Examples of intelligent systems that AI engineers build include:
Customer service chatbots
Robots for various tasks like entertainment, manufacturing, and medical surgery
Self-driving vehicles
Systems that predict maintenance for automated equipment
Systems that predict customer preferences
Surveillance drones
Although your tasks may differ depending on your employer, some common duties and responsibilities you could have as an AI engineer are:
Developing, testing, and training AI models
Conducting data analysis to improve AI function
Performing maintenance on AI models
Collaborating with other team members like data analysts and software developers
Working with AI users and product managers to ensure the proper function of systems
As an AI engineer, you can typically make an average salary of $112,693 per year. This figure reflects a base salary without added bonuses or profit sharing [2].
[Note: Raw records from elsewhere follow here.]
PR #3500, opened 2021-08-10
do not propagate overflowing fragments

eugene-babichenko:


jormungandr/src/fragment/pool.rs
```diff
@@ -188,6 +188,9 @@ impl Pools {
             }
         }
 
+        // we are not concerned about the fragments that were rejected by all pools
+        filtered_fragments.truncate(accepted.len());
```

The future job outlook appears bright for computer and information technology professions of all kinds. Faster-than-average job growth is likely for computer and IT jobs as a whole through 2033 [3].
Knowing what educational path to follow, what skills and experience you’ll need, and how to gain knowledge can help you determine if an AI engineering career path works for you. To start the process, consider five key strategies.
The first step toward becoming an AI engineer typically involves pursuing a bachelor’s degree. Good majors to consider include computer engineering, computer science, data science, or software development. Types of courses you can expect in these majors include:
Calculus, physics, and chemistry
Computer programming
Electrical circuits
Engineering design
Data analysis
Machine learning
Statistics
Software design
If you want to boost your marketability in this field, you may choose to continue your education and earn a master’s degree in AI. Also, as part of the AI engineer education requirements, some positions may demand a master’s degree.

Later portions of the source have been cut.